Data section below:

PR #1383, opened 2022-11-29
Docs release 

gesquinca:
### Description
Publish latest updates to documentation site


Adamj1232 (approved):
Looks good! Not sure we need the common module in there since it isn't installed separately

docs/src/routes/docs/[...3]modules/common.md
```diff
@@ -0,0 +1,22 @@
+# Common
```
Comment (Adamj1232) [inline docs/src/routes/docs/[...3]modules/common.md:1]: Do we need this? No one should ever have to install this separately

Comment (gesquinca) [reply docs/src/routes/docs/[...3]modules/common.md:1]: Good catch. We'll remove.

End of Data section.

■ Exercise directions ■
If a line in the material holds the string "separately", count it, then state the number of such lines and nothing else.

■ Task output ■
2